Check each line of the data for the string "LowerMIOpenOps". Report how many have it, and give nothing else.

══ Exercise materials

PR #409, opened 2021-10-08
Replace all uses of vector tuple ops with variadic arguments

krzysz00:
This commit replaces all cases where we passed a tuple argument to
MIOpen ops, such as threadwise_load or blockwise_store with a variadic
argument. This change allows us to not need to maintain vector.tuple
or vector.tuple_get , which have been removed with upstream.

This PR has the following consequences:

- The print formats of {blockwise,threadwise}_{load,store} have been
changed. Variadic arguments are separated by the rest of the list by
some delimiter other than a comma so that they can be parsed
unambigously. This also makes the printed representations more
human-readable and brings them closer in line with
memref.load/memref.store.
- In threadwise_store, the operand attribute in the coordinate
transformations is no longer 1, but the number of values passed in to
be stored. (For example, `miopen.threadwise_store %1, %2 -> %3[%4]` will
have an operand attribute of 2.) This only affects threadwise_store.
- Calls to computeSliceLengths() now pass nullptr as the type for
irrelevant arguments.

These are the changed discussed in https://github.com/ROCmSoftwarePlatform/llvm-project-private/issues/306 and would close that issue.

(and so @whchung )

### DIFF
--- a/mlir/include/mlir/Dialect/MIOpen/LowerMIOpenOps.h
+++ b/mlir/include/mlir/Dialect/MIOpen/LowerMIOpenOps.h
@@ -108,8 +108,9 @@ inline bool overrideLoadStoreHack(const DictionaryAttr &transformSpec) {
 // Utility function to determine the type to be loaded
 //===----------------------------------------------------------------------===//
 template <typename T>
-inline std::tuple<Type, TupleType, int, int, int>
+inline std::tuple<Type, int, int, int>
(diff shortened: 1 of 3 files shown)


whchung (commented):
In general I agree with this approach. It removes the now-obsolete vector.tuple usage. Let's hold it after #396 lands.

sjw36 (approved):
LGTM.

whchung:
jenkins: retest this please.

════

**Response to the exercise:** 2